Badri, Toppur N 01 January 2002 (has links)
The difficulty of straight edge and compass solutions to the Euclidean Steiner Minimal Tree Problem for more than three vertices, has been known for at least three centuries. Analytic geometry methods, in addition to these tools, use Algebra and Cartesian frames of reference. In E2, optimal solutions can be achieved for 10,000 points and more. For more than ten vertices in E 3 or higher dimensions, these exact formulations have proved difficult and cumbersome from the point of view of an algorithmic solution. A discrete version of the problem was shown to be NP-complete in 1977. Decomposition heuristics based on Computational Geometry were suggested, for these larger point sets. The thesis features a literature review of the considerable research efforts on the Steiner problem in two and three dimensional space, with the Euclidean metric. Heuristics of polynomial complexity, that have proven satisfactory for large point sets are considered after the O.R. methods that are of exponential order. The Steiner Ratio ρ of a vertex set is the length of the Steiner Minimal Tree (SMT), divided by the length of the Minimum Spanning Tree (MST), and in addition to execution time, is a key measure of performance, of algorithms and heuristics devoted to this problem. The consideration and comparison of the performance of algorithms, leads to the issue of the best Steiner ratio for a particular space. The d-Sausage, an unending geometric arrangement of regular simplices, has yielded the best Steiner Ratio in three and higher dimensional Euclidean space. A particular Full Steiner Tree topology, which we refer to as the path topology, is proven to be the optimal topology, for the d-Sausage when d = 1 or 2. Other structural properties of the flat sausage and the [special characters omitted]-Sausage, as these two instances of the d-Sausage are referred to, are proved as lemmas and theorems.

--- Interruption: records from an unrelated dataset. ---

PR #18685, opened 2024-04-30
Fixes cog1 shutter blast control in kitchen

cheekybrdy:
## About the PR 
Fixes the kitchen shutter button on cog1 to change the correct blast door.

## Why's this needed? 
Bug fix good.


Sovexe:
changelog needs to be either removed or corrected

This theoretical framework serves as a foundation for a heuristic for finding SMTs for the very large point sets. The sausage has been shown to have a superior Steiner ratio compared to a simplex. For this reason it is the preferred primitive for a decomposition technique. Finally, the ties between the Steiner Minimal Tree Problem, and the Euclidean Graph Embedding Problem, are explored in the light of the Minimum Energy Configuration of molecules, and Maxwell's theorem.